Sábado, 29.03, Arlindo Porto faz conferência sobre D.
Frederico Costa, antropólogo que divulgava suas ideias científicas através de
boletins paroquiais, que ele chamava de Pastorais. Paraense, D. Frederico foi o
primeiro bispo do Amazonas.
Na segunda, dia 31.03, haverá uma painel sobre o
golpe militar de 1964. A seguir, um release,
que a imprensa irá ignorar, claro.
No dia 31 de março de 1964 o
presidente João Goulart era deposto por um golpe militar. As forças
ironicamente autointituladas “revolucionárias”, comandadas por oficiais das
três armas, tomaram o país, contando unicamente com a resistência apaixonada de
Leonel Brizola, no Rio Grande Sul, o que não se sustentou por muito tempo.
O Congresso, submisso e covarde, acatou
o golpe e deu posse ao Marechal Humberto de Alencar Castelo Branco, que assumiu
a presidência da República prometendo que o período de exceção seria o mais
breve possível.
Somente 25 anos depois,
entretanto, o Brasil voltaria a ter eleições livres para presidente. Para
eleger um canalha. Mas essa é uma outra história...

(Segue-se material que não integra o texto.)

Issue #8430, opened 2021-12-05
sqlite temporary tables do not honor withoutRowid


pthrasher:
## Issue Description

sqlite migrations must re-create tables when doing most changes. These temporary tables don't honor `withoutRowid`

### Expected Behavior

I expect the new `temporary_` to honor any special options that exist for sqlite in the `EntityMetadata`

### Actual Behavior

Original tables are created properly with `WITHOUT ROWID` but the new temporary tables don't receive this info because there's no table in `EntityMetadata` that matches this temporary prefixed name.

### Steps to Reproduce

1. Create `Entity` with `withoutRowid: true` as an option.
2. Attempt to generate migration.
3. Notice that none of the temporary table create statements have a trailing "WITHOUT ROWID" even though the original create table statements do.

### Relevant Database Driver(s)

| DB Type              | Reproducible  |
| ---                  | ---           |
| `aurora-data-api`    | no            |
| `aurora-data-api-pg` | no            |
| `better-sqlite3`     | no            |
| `cockroachdb`        | no            |
| `cordova`            | no            |
| `expo`               | no            |
| `mongodb`            | no            |
| `mysql`              | no            |
| `nativescript`       | no            |
| `oracle`             | no            |
| `postgres`           | no            |
| `react-native`       | no            |
| `sap`                | no            |
| `sqlite`             | yes            |
| `sqlite-abstract`    | yes            |
| `sqljs`              | no            |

Nesse intervalo de um quarto
de século, o país passou por um dos períodos mais sombrios desde a
Independência e a mais longa interrupção dos direitos civis de sua história.
Censura, tortura,
assassinatos – os mais terríveis crimes foram cometidos em nome da ordem
democrática. De outro lado, guerrilheiros, em sua maioria jovens que ainda nem
haviam passado pelo primeiro emprego, lutavam em uma guerra desigual,
derrotados antes do primeiro disparo.
A Academia Amazonense de
Letras, como espaço de debates e de exercício da cidadania, em parceria com a
ManausCult, promoverá no próximo dia 31 de março, segunda-feira, às 19h, no seu
Salão do Pensamento Amazônico, um painel com a participação de acadêmicos que,
de uma forma ou de outra, tiveram suas vidas marcadas por esse acontecimento
histórico.
Sob a coordenação da socióloga Marilene
Corrêa, estarão presentes, dando o seu depoimento, os seguintes acadêmicos:
- Bernardo Cabral: deputado
federal cassado;
- Arlindo Porto: deputado
estadual cassado;
- Aldisio Filgueiras:
jornalista e escritor censurado;
- Elson Farias: secretário de
Estado no governo José Lindoso.
O poetator Dori Carvalho fará
um recital com poemas marcantes do período, inclusive Estatutos do Homem, do acadêmico Thiago de Mello, que foi mandado
ao exílio pela ditadura.
O evento será aberto à
sociedade amazonense, e aos estudantes será concedido um certificado de
participação, de duas horas, que poderão ser usadas como horas complementares
em suas faculdades.
A Academia Amazonense de
Letras fica na rua Ramos Ferreira, 1009, esquina com a rua Tapajós, no centro histórico de Manaus.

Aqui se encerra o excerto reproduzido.